Article (CONSEIL CONSTITUTIONNEL Saisine du Conseil constitutionnel en date du 28 décembre 1994, présentée par soixante députés, en application de l'article 61, alinéa 2, de la Constitution, et visée dans la décision no 94-358 DC)
A. - Sur la nature non législative d'une part importante
de la loi déférée
La dégradation profonde et constante du contenu normatif des lois votées par le Parlement français ne constitue certes pas un phénomène nouveau ni à vrai dire surprenant. L'honnêteté oblige du reste à admettre que dans son principe il a affecté l'oeuvre de majorités parlementaires diverses, tant les nécessités de l'explication politique peuvent, renforcées qu'elles sont par les « lois » du spectacle médiatique, contaminer la production législative authentique.
Pour autant, il est des degrés dans cette dérive, dont une part est probablement inéluctable mais dont l'expansion sans freins menace désormais de priver de tout sens la fonction même du législateur telle que la Constitution l'a voulue et organisée.
Or, à l'évidence, la loi déférée marque de ce point de vue un palier décisif dans la dissolution par évanescence du pouvoir législatif: la très grande majorité de ses articles, on hésite à utiliser le terme de « dispositions », se résument soit à des « affichages » politiques qui ne pourraient décemment figurer que dans un exposé des motifs, soit à des « commandes » de rapports qui devraient être décidées au mieux par un conseil de cabinet afin que leur communication puisse éclairer le Parlement de la République avant qu'il n'examine un projet de loi, soit enfin à des « auto-injonctions » inconstitutionnelles voire absurdes, le législateur s'évertuant à annoncer qu'il légiférera plus tard et prétendant définir le domaine de la loi future que le constituant y a déjà pourvu.
Les exposants n'ignorent naturellement pas que la jurisprudence constitutionnelle a, en d'autres temps, considéré comme simplement inopérantes des « dispositions » par lesquelles le législateur avait cru pouvoir se lier lui-même (Conseil constitutionnel no 82-142 DC du 27 juillet 1982, Rec. page 52), mais, on l'a dit, on assiste aujourd'hui à un phénomène d'une tout autre ampleur, à un véritable détournement de procédure qui dénature gravement l'exercice même du pouvoir législatif.
Aux termes formels de la Constitution, la loi (ou plus généralement la décision parlementaire assimilable à une loi) ne peut que fixer des règles ou déterminer des principes fondamentaux (art. 11, 34, 66, 72 à 76) ou encore donner au Président de la République (art. 11, 35, 36, 38 et 53) ou au Gouvernement (art. 35, 36 et 47) les autorisations nécessaires pour ratifier un traité, entamer des hostilités, prolonger l'état de siège, prendre des ordonnances ou encore percevoir des impositions et dépenser des crédits.
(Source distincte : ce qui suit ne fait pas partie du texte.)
PR #219, opened 2020-01-20
Icon: Add more props to increase customizability

franciscrispin:
Previously, devs would have to create wrapper components to style the Icon. E.g.:
```
<IconWrapper>
  <GlintsAriesIcon />
</IconWrapper>
```

Added props to fix this issue and allow for better customization.
- width, height, className, onClick

### DIFF
--- a/src/General/Icon/Icon.tsx
+++ b/src/General/Icon/Icon.tsx
@@ -1,18 +1,38 @@
 import * as React from 'react';
 
 const Icon: React.FunctionComponent<Props> = props => {
-  const { children, color } = props;
+  const {
+    className,
+    children,
+    color,
+    width = '1em',
+    height = '1em',
+    onClick,
+    ...restProps
+  } = props;
 
   return (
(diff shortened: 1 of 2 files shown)


src/General/Icon/Icon.tsx
```diff
@@ -1,18 +1,38 @@
 import * as React from 'react';
 
 const Icon: React.FunctionComponent<Props> = props => {
-  const { children, color } = props;
+  const {
+    className,
+    children,
+    color,
```
rosslo: What do you think we set `currentColor` as default color prop here? That's what I mentioned that icon should be able to inherit color. https://caniuse.com/#search=currentColor

franciscrispin: @rosslo I think we can use currentColor if we find that most of the time, the icon color should be the same as the inherited color (from the parent container). I'm not sure if this is the case though. In any case, I think this change might lead to some breaking changes for our UI so maybe we can explore this in another issue?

Au stade de méconnaissance de ces règles constitutionnelles où en sont arrivés le Gouvernement et sa majorité parlementaire, un coup d'arrêt jurisprudentiel s'impose pour faire respecter la définition de la loi par son objet, dans l'intérêt même de l'institution parlementaire. Or, à la différence de la délimitation matérielle des domaines législatif et réglementaire (voir Conseil constitutionnel no 82-143 DC du 30 juillet 1982, Rec. page 57), le contrôle du respect de cette définition n'est l'objet d'aucune procédure de saisine du Conseil constitutionnel autre que celle de l'article 61 de la Constitution, ce qui rend indiscutable la recevabilité du moyen et situe du même coup l'enjeu du contrôle que les exposants souhaiteraient voir opérer en cette exemplaire espèce.